ACTIVITY — Go through the listing below and show each line that has the word "about".

START SOURCE MATERIAL

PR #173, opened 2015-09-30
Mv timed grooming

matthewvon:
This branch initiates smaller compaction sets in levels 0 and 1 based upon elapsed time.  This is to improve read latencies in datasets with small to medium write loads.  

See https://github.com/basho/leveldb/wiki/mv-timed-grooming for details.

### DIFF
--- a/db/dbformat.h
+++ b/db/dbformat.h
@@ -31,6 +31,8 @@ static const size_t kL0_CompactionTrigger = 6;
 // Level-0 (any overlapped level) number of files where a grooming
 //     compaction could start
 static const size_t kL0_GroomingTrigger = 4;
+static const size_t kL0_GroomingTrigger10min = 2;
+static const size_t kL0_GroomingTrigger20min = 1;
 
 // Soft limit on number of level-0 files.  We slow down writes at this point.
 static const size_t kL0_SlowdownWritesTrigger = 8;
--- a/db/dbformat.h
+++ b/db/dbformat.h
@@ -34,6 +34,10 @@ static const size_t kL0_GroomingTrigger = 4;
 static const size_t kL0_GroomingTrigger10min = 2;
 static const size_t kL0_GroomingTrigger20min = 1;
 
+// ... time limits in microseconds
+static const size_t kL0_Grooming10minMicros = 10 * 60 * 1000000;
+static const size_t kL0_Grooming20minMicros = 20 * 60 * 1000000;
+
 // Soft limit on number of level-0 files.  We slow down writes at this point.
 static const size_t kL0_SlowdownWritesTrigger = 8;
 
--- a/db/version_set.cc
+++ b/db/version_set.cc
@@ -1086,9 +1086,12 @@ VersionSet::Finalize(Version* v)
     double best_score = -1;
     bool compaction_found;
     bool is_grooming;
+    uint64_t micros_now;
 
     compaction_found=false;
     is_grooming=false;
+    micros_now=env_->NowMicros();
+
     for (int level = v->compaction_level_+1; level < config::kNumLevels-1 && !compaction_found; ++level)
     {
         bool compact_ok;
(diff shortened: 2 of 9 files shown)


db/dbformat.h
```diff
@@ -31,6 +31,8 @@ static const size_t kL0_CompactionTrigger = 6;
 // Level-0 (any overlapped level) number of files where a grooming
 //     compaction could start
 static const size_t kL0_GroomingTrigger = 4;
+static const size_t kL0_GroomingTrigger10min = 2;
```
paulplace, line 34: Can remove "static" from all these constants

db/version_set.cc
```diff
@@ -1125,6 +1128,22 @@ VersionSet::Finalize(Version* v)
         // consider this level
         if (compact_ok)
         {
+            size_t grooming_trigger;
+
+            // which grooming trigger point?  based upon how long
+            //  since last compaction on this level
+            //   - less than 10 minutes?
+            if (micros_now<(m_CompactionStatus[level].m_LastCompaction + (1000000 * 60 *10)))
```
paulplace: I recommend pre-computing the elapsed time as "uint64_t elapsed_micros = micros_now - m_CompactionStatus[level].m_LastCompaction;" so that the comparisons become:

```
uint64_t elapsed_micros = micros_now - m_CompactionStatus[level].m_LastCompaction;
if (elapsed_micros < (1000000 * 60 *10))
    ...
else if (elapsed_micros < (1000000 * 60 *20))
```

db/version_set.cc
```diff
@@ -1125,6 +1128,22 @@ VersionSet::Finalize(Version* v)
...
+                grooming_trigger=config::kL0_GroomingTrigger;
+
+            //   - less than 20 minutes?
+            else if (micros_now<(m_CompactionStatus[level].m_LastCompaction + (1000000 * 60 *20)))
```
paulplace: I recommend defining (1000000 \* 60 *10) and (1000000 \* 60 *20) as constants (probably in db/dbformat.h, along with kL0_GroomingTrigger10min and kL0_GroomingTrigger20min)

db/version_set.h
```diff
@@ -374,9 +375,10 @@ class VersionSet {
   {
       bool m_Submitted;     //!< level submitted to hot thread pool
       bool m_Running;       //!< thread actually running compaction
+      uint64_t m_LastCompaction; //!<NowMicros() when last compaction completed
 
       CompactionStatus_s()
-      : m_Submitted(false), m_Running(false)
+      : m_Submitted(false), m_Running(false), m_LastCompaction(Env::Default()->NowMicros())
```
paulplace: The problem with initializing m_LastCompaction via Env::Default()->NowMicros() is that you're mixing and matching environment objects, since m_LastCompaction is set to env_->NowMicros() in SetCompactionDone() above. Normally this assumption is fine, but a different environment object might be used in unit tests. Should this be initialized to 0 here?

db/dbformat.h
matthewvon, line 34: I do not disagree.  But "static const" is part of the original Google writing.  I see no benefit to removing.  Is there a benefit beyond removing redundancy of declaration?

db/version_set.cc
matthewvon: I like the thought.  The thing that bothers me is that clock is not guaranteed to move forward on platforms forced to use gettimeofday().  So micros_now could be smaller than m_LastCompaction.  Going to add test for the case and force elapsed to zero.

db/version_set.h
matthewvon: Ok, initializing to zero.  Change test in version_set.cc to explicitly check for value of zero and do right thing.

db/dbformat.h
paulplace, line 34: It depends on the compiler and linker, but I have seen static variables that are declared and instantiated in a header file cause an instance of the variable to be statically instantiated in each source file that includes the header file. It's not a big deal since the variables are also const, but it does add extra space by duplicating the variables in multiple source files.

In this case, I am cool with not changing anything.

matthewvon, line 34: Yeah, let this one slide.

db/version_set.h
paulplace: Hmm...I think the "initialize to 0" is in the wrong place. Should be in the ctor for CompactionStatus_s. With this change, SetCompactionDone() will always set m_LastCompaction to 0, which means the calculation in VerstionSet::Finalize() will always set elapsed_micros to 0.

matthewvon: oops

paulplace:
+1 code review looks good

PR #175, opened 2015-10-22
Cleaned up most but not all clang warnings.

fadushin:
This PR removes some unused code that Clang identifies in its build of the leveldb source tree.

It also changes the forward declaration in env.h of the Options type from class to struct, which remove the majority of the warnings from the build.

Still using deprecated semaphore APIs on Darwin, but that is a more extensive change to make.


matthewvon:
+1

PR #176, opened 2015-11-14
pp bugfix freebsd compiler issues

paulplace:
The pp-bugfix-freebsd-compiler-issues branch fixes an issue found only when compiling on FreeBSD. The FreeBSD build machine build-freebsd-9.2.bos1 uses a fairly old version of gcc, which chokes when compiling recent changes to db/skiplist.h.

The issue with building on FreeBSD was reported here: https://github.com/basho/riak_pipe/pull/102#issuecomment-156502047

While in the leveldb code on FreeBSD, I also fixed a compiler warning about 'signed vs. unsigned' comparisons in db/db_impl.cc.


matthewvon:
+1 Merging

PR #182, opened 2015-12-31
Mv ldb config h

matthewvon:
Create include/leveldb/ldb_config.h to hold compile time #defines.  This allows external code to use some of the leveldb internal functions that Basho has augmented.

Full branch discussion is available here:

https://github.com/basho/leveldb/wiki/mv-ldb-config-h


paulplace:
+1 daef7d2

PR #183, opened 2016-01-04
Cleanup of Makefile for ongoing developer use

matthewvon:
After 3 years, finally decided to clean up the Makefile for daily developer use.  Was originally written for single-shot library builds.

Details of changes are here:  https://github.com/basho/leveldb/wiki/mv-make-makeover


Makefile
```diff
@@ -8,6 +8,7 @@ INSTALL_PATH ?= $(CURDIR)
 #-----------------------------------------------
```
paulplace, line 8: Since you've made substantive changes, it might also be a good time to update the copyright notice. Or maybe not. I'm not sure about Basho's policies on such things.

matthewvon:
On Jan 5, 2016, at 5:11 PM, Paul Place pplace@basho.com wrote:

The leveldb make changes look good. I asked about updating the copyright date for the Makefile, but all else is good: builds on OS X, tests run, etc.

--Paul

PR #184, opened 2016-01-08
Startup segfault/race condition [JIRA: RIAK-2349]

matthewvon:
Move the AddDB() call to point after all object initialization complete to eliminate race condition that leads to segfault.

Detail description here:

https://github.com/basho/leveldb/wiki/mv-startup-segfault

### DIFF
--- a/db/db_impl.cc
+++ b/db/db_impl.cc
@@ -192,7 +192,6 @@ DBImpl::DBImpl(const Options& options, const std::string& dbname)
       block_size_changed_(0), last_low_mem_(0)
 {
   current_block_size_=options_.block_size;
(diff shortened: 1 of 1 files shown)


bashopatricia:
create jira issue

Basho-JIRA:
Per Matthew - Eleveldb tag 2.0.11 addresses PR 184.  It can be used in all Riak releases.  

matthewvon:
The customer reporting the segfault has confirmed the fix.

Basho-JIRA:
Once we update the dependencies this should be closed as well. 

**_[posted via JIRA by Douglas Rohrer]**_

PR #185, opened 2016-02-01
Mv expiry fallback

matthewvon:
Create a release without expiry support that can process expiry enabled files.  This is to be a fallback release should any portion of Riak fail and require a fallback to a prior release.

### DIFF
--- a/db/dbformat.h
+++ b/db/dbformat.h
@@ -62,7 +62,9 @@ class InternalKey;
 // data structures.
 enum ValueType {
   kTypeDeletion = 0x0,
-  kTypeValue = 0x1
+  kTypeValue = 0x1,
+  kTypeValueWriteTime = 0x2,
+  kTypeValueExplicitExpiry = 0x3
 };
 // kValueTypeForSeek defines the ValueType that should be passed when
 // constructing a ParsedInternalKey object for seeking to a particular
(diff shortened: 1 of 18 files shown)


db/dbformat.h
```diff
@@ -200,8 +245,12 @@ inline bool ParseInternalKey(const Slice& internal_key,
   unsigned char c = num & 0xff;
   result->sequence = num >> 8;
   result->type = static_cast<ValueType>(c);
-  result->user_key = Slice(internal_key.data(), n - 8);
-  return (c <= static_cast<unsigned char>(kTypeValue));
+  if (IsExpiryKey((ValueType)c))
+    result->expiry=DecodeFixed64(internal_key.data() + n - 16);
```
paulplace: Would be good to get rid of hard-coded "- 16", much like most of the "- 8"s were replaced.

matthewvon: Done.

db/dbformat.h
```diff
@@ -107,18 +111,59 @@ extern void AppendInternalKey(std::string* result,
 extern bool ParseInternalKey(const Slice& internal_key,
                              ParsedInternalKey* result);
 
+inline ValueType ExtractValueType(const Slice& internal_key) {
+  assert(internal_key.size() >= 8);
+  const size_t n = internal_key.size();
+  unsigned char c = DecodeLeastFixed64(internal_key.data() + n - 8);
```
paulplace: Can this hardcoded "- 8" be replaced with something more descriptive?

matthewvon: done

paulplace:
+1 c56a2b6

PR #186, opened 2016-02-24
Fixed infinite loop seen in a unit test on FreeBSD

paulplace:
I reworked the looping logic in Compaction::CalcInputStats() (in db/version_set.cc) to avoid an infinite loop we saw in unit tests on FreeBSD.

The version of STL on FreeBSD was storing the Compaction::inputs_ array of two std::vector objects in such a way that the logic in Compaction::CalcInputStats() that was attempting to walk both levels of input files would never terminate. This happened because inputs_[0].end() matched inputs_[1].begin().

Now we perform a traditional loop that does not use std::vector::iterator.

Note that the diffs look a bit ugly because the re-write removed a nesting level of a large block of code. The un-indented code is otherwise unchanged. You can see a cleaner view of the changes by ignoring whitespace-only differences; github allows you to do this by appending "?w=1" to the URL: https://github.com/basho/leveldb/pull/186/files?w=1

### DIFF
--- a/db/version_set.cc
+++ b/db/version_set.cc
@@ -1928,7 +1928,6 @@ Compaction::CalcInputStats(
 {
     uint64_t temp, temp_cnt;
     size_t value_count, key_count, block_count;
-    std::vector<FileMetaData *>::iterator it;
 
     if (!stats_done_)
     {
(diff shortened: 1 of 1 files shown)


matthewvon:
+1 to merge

END SOURCE MATERIAL

RESPONSE FOR THIS EXERCISE —
While in the leveldb code on FreeBSD, I also fixed a compiler warning about 'signed vs. unsigned' comparisons in db/db_impl.cc.
paulplace, line 8: Since you've made substantive changes, it might also be a good time to update the copyright notice. Or maybe not. I'm not sure about Basho's policies on such things.
The leveldb make changes look good. I asked about updating the copyright date for the Makefile, but all else is good: builds on OS X, tests run, etc.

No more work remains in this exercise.